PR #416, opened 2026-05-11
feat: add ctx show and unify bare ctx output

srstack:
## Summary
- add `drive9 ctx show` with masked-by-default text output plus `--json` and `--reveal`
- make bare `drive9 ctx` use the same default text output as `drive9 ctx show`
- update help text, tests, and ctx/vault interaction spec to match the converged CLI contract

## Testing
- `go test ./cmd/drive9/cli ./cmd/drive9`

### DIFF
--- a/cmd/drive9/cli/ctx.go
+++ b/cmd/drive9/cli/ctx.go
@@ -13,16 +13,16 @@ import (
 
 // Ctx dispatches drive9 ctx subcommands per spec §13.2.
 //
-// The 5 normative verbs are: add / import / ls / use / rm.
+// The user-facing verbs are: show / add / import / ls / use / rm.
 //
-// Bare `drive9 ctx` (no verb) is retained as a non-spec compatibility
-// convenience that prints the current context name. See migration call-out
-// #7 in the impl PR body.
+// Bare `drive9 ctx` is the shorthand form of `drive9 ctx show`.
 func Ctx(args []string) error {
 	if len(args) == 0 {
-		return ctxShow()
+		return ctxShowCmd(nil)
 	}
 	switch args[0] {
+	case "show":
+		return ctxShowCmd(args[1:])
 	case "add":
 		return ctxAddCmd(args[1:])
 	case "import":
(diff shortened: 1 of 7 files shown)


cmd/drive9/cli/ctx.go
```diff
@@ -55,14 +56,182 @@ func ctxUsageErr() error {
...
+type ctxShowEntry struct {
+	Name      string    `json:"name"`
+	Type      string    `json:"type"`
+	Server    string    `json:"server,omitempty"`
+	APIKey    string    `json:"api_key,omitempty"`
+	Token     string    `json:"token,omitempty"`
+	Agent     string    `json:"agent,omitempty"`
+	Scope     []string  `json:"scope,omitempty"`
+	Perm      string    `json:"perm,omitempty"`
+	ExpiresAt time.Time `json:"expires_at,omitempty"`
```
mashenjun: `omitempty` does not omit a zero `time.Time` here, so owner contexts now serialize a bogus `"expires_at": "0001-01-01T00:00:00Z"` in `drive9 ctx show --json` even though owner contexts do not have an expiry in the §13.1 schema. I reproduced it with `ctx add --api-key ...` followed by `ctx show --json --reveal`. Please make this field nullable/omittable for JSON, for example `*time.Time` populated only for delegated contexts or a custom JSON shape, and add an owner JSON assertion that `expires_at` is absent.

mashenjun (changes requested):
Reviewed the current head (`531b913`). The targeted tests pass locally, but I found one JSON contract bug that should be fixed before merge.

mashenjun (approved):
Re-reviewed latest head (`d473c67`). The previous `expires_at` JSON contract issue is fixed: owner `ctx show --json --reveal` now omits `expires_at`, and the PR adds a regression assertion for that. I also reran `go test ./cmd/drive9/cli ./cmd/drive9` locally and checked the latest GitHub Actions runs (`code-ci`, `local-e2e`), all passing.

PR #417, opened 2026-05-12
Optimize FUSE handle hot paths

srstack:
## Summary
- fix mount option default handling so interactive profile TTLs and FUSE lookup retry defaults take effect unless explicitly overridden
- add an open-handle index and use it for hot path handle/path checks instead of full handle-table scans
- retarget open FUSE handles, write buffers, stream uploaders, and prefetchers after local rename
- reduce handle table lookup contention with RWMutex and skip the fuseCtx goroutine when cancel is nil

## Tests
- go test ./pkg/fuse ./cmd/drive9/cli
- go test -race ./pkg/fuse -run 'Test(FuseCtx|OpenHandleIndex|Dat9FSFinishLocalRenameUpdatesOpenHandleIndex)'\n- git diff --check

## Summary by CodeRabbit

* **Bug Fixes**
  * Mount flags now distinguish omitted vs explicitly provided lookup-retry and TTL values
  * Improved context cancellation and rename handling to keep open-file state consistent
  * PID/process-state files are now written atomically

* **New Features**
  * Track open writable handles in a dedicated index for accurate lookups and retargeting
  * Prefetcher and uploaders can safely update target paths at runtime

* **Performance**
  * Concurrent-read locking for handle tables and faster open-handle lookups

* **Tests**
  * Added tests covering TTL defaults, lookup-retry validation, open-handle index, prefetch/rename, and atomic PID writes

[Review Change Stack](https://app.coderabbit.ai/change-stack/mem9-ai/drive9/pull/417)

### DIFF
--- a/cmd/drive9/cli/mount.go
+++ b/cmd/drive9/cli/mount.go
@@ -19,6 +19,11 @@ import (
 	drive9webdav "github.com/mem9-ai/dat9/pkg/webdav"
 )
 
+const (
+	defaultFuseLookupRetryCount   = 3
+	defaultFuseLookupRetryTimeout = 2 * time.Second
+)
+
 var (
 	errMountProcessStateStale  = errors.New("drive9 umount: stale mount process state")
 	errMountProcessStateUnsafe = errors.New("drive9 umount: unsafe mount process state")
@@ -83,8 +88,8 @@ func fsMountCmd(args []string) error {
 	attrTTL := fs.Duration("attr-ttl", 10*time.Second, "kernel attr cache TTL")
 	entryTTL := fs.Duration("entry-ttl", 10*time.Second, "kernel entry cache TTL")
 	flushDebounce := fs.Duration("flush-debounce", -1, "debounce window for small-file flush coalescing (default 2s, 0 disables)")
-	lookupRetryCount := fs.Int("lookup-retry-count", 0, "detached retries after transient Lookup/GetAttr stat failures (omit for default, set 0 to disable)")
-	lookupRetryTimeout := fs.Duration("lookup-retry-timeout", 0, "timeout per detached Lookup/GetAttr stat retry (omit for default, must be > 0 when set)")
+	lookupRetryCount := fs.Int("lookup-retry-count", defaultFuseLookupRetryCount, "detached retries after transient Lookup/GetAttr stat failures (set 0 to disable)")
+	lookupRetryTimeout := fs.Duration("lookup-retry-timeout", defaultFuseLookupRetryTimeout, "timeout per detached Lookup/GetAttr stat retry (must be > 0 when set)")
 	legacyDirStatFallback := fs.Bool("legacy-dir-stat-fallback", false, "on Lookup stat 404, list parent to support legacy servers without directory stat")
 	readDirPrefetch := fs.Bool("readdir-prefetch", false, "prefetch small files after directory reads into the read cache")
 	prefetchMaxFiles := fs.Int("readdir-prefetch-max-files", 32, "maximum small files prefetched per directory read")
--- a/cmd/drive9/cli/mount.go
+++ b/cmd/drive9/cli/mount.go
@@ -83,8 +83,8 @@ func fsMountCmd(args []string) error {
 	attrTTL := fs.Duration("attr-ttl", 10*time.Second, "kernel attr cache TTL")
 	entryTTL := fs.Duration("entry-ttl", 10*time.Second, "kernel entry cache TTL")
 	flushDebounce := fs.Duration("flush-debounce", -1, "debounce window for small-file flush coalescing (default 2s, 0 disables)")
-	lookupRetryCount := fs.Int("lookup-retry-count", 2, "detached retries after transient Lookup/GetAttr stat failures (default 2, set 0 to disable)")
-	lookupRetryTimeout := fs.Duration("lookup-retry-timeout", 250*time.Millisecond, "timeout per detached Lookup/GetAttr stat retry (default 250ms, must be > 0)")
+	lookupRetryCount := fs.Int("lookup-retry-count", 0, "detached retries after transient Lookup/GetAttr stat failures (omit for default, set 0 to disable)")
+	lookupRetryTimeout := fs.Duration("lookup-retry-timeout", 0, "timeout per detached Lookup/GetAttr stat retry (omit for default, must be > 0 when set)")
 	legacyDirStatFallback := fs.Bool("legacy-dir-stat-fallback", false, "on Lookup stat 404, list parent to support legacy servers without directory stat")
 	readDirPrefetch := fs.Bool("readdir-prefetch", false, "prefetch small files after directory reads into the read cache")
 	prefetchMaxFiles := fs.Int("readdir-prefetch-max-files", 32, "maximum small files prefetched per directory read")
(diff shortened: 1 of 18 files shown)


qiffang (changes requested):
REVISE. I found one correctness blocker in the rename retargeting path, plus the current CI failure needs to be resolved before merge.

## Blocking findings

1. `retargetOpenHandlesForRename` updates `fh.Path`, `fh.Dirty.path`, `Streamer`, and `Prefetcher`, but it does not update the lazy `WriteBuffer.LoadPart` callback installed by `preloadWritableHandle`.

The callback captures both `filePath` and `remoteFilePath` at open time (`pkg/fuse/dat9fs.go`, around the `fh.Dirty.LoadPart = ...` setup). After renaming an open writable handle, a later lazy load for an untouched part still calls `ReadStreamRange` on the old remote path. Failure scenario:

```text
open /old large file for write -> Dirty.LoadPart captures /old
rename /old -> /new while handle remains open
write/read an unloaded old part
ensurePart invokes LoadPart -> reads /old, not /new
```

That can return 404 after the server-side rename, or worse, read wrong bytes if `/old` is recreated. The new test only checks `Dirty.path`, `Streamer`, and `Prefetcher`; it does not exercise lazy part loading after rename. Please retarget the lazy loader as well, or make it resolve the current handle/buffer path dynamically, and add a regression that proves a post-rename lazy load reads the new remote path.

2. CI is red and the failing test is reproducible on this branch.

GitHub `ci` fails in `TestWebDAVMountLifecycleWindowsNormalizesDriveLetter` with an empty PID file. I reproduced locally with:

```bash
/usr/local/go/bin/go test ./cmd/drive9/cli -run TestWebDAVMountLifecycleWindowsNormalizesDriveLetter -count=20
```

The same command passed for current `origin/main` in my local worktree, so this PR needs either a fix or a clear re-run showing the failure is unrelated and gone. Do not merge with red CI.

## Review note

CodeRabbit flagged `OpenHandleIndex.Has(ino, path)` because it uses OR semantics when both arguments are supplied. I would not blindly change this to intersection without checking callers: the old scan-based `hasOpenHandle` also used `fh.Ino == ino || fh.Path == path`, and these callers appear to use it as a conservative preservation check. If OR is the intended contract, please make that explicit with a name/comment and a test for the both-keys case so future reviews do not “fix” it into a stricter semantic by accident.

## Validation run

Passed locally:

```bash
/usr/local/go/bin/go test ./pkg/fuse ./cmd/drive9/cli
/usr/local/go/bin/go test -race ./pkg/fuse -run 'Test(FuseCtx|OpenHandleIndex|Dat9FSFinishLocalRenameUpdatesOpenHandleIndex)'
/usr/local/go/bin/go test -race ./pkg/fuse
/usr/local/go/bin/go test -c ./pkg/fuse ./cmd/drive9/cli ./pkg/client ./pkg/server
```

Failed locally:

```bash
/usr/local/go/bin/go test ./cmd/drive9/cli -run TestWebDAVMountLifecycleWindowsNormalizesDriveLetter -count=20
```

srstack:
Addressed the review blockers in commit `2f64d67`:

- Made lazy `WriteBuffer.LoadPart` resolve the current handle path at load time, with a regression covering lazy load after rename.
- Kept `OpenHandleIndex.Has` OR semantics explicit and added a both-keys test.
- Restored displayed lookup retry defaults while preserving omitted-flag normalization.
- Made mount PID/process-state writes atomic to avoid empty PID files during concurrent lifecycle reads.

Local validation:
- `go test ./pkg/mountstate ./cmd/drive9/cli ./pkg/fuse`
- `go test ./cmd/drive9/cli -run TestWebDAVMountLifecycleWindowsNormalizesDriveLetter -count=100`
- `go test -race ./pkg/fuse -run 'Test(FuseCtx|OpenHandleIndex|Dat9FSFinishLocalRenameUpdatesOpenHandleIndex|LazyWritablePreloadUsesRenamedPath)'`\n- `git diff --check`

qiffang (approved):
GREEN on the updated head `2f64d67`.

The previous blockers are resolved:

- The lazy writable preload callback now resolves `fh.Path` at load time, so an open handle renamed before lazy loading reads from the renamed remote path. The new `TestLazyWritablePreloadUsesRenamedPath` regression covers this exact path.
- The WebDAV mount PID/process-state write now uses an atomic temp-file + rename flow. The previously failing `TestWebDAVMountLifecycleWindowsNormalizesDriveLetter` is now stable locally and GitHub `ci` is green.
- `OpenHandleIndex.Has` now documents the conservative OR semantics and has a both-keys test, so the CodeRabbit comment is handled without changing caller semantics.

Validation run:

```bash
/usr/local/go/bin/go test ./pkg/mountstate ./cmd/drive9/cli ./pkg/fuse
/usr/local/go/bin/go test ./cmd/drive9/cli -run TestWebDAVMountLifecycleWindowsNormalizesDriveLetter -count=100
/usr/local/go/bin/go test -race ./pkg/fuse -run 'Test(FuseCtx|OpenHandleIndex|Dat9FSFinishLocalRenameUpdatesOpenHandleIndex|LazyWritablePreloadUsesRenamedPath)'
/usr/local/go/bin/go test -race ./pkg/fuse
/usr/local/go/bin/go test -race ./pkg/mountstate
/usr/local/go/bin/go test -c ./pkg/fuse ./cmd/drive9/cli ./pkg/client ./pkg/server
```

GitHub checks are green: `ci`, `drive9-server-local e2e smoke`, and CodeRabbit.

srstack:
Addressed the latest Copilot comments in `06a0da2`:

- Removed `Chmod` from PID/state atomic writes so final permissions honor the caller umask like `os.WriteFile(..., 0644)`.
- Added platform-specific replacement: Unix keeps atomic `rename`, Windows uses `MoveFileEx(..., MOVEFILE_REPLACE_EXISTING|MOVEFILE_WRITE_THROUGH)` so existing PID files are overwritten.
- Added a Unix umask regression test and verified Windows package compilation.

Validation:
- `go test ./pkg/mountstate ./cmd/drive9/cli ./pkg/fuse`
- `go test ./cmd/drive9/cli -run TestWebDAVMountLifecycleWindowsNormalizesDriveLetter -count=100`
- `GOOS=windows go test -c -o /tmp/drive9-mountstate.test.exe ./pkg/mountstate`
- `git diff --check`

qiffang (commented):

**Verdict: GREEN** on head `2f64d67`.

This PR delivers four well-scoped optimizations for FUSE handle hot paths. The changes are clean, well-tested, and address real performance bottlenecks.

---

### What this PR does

What to produce — The lines holding the string "needs" are what is needed from the material above.

Output of the exercise —
REVISE. I found one correctness blocker in the rename retargeting path, plus the current CI failure needs to be resolved before merge.
The same command passed for current `origin/main` in my local worktree, so this PR needs either a fix or a clear re-run showing the failure is unrelated and gone. Do not merge with red CI.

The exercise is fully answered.